:: SOURCE DATA ::
Issue #903, opened 2017-02-18
this.res._headers has changed in node master


ilkkao:
Just compiled Node from the master branch and tried to use koa. It failed because the property values in `this.res._headers` are now arrays instead of strings.

```
$ node
> http = require('http');
> resp = new http.ServerResponse({});
> resp.setHeader('Content-Type', 'foo');
> result = resp._headers
```

In Node 7.x, `result` is `{ 'content-type': 'foo' }`

In Node master (pre-8.0), `result` is `{ 'content-type': [ 'Content-Type', 'foo' ] }`

The change was made here: https://github.com/nodejs/node/commit/c00e4adbb4c6dd5bfbf22a3efcecb63c56958339#diff-286202fdbdd74ede6f5f5334b6176b5cR406 (Node PR: https://github.com/nodejs/node/pull/10558)

@mscdex noticed that it broke express and provided a fix https://github.com/jshttp/fresh/pull/20/files Something similar would be needed for koa.

I'll open this issue to make sure this issue is solved for koa in some way.

mscdex:
I would probably wait until https://github.com/nodejs/node/pull/10805 lands, which will provide more public API functions around accessing HTTP headers (there is a separate PR to deprecate `_headers`).

In some cases though using functions such as the existing `getHeader()` is enough for some use cases.

ilkkao:
I can prepare a PR when `response.getHeaders` from nodejs/node#10805 has landed

mscdex:
Just a heads up, the PR has landed now in https://github.com/nodejs/node/commit/3e6f1032a4fdb8ca7fba02c7d2103fba68c0ee1f.

ilkkao:
Koa PR open: https://github.com/koajs/koa/pull/907

ilkkao:
Code in the master branch still uses `this.res._headers` directly. Shouldn't the fix go to master too?

jonathanong:
@ilkkao yes, that would be great!

ilkkao:
I'll send a PR in few days

JasonBoy:
@ilkkao `getHeaders` and `getHeaderNames` are added in node-v7.7, the comment `Node < 8` in #907 could be updated to `Node < 7.7`?

jonathanong:
released in 2.1.0 and 1.3.0 thank you @ilkkao !!

PR #925, opened 2017-03-01
Don't use http.ServerResponse._header when accessors exist

ilkkao:
Node HTTP module response._headers is considered internal to node itself. Its value will
change in a backwards incompatible way in the future node releases.

Use the documented accessor functions instead when they are available.

This is an ES6 version of the commit that went to 1.x branch: https://github.com/koajs/koa/commit/91c403a541ba91e3ba10afdfa8b28adeae74fbbe

Should close https://github.com/koajs/koa/issues/903

### DIFF
--- a/lib/context.js
+++ b/lib/context.js
@@ -121,8 +121,14 @@ const proto = module.exports = {
       return;
     }
 
-    // unset all headers, and set those specified
-    this.res._headers = {};
+    // first unset all headers
+    if (this.res.getHeaderNames) {
+      this.res.getHeaderNames().forEach(name => this.res.removeHeader(name));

:: TASK OBJECTIVE ::
Filter the data above down to lines with the word "functions", and copy them.

:: EXERCISE RESULT ::
I would probably wait until https://github.com/nodejs/node/pull/10805 lands, which will provide more public API functions around accessing HTTP headers (there is a separate PR to deprecate `_headers`).
In some cases though using functions such as the existing `getHeader()` is enough for some use cases.
Use the documented accessor functions instead when they are available.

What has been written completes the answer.